Viridans and Other Streptococci Viridans Streptococci Consisting of multiple species of α-hemolytic streptococci, the viridans streptococci are a heterogeneous group of organisms that are important agents of bacterial endocarditis (Chap. 118). Several species of viridans streptococci, including S. salivarius, S. mitis, S. sanguis, and S. mutans, are part of the normal flora of the mouth, where they live in close association with the teeth and gingiva. Some species contribute to the development of dental caries. Previously known as S. morbillorum, Gemella morbillorum has been placed in a separate genus, along with G. haemolysans, on the basis of genetic-relatedness studies. These species resemble viridans streptococci with respect to habitat in the human host and associated infections. The transient viridans streptococcal bacteremia induced by eating, tooth- brushing, flossing, and other sources of minor trauma, together with adherence to biologic surfaces, is thought to account for the predilection of these organisms to cause endocarditis (see Fig. 118-1). Viridans streptococci are also isolated, often as part of a mixed flora, from sites of sinusitis, brain abscess, and liver abscess. Viridans streptococcal bacteremia occurs relatively frequently in neutropenic patients, particularly after bone marrow transplantation or high-dose
chemotherapy for cancer.
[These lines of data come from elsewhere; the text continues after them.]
PR #1870, opened 2021-02-22
Workflow - Build Conda Package

### LINKED ISSUE #1824: GitHub Actions - Workflow - build_conda_pkg
GitHub Actions workflow for build_conda_pkg.

Quip Doc: https://alteryx.quip.com/YbZzAp4EURNj/Workflow-buildcondapkg

ParthivNaresh:
Fixes #1824


evalml/tests/dependency_update_check/latest_dependency_versions.txt
```diff
@@ -23,7 +23,7 @@ scikit-optimize==0.8.1
 scipy==1.6.2
 seaborn==0.11.1
 shap==0.39.0
-sktime==0.5.3
+sktime==0.6.0
```
jeremyliweishih, line 26: is this dependency change for this PR?

jeremyliweishih: oo this was for the dependency test right? I just merged in the PR so this isn't needed anymore 😄

ParthivNaresh: No this was unrelated but needed to pass the dependency check, sktime had a release a few hours ago and it doesn't break any of our code but I thought I should include it for bug fixes etc.

ParthivNaresh: ^^Ignore this haha I didn't see your next comment

.github/workflows/build_conda_pkg.yml
```diff
@@ -0,0 +1,66 @@
+name: Build Conda Package
+
+on:
+  pull_request:
```
freddyaboulton, line 4: I think we only want this to run on pushes to main

freddyaboulton (approved):
@ParthivNaresh I think this looks good!

.github/workflows/build_conda_pkg.yml
ParthivNaresh: @freddyaboulton Currently `build_conda_pkg` runs in CircleCI as part of the other workflows, so on every commit, primarily for the `shellcheck`. Are we changing this behaviour @dsherry ?

freddyaboulton: Ah, I think I missed `if: github.ref == 'refs/head/main'` line below. If that means that the package is only built on commits to main, then I think we're good to go!

But I think we can make it simpler by using `on: push: branches: -main`? I don't think we need the shellcheck to run on PR branches but let me know if I'm misunderstanding!

ParthivNaresh: Got it, I was under the impression we were keeping the same behaviour as the CircleCI implementation but if we're good to not do a shellcheck on PR branches then I can definitely make the change to only run on `main`. I agree that I don't think it's necessary.

dsherry: Sounds good to me!

I also wonder if shellcheck would belong better in our `lint` jobs.

.github/workflows/build_conda_pkg.yml
```diff
@@ -0,0 +1,63 @@
+name: Build Conda Package
+
+on:
+  push:
+    branches:
+      - main
```
dsherry, line 6: @ParthivNaresh could you please add
```
  pull_request:
    types: [opened, synchronize]
```
and show that this action runs green on this PR before merge?

We've used that syntax in other actions, and I think it means the job will run in this PR but not in other PRs against `main`.

dsherry (changes requested):
Looks great! One minor change requested, to prove that the action is green

angela97lin (approved):
Goooodbye codecov!! LGTM 🥂

.github/workflows/build_conda_pkg.yml
dsherry: Hey, my bad, I clearly do not know enough of the GH actions syntax yet 😆  I was hoping there was a way to run the action in this PR just to prove that it works before merging. If this is too difficult to do (which I think is the case after 5min of googling), no worries, let's merge it and revert if there are problems.

dsherry (approved):
🚢 😁

PR #1874, opened 2021-02-22
Fix Binary Classification Pipeline predict method does not use objective if it is passed as a named argument

### LINKED ISSUE #1819: Binary Classification Pipeline  predict method does not use objective if it is passed as a named argument
Repro:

Some of these patients develop a sepsis syndrome with high fever and shock. Risk factors for viridans streptococcal bacteremia include chemotherapy with high-dose cytosine arabinoside, prior treatment with trimethoprim-sulfamethoxazole or a fluoroquinolone, treatment with antacids or histamine antagonists, mucositis, and profound neutropenia. The S. milleri group (also referred to as the S. intermedius or S. anginosus group) includes three species that cause human disease: S. intermedius, S. anginosus, and S. constellatus. These organisms are often considered viridans streptococci, although they differ somewhat from other viridans streptococci in both their hemolytic pattern (they may be α-, β-, or nonhemolytic) and the disease syndromes they cause. This group commonly produces suppurative infections, particularly abscesses of brain and abdominal viscera, and infections related to the oral cavity or respiratory tract, such as peritonsillar abscess, lung abscess, and empyema.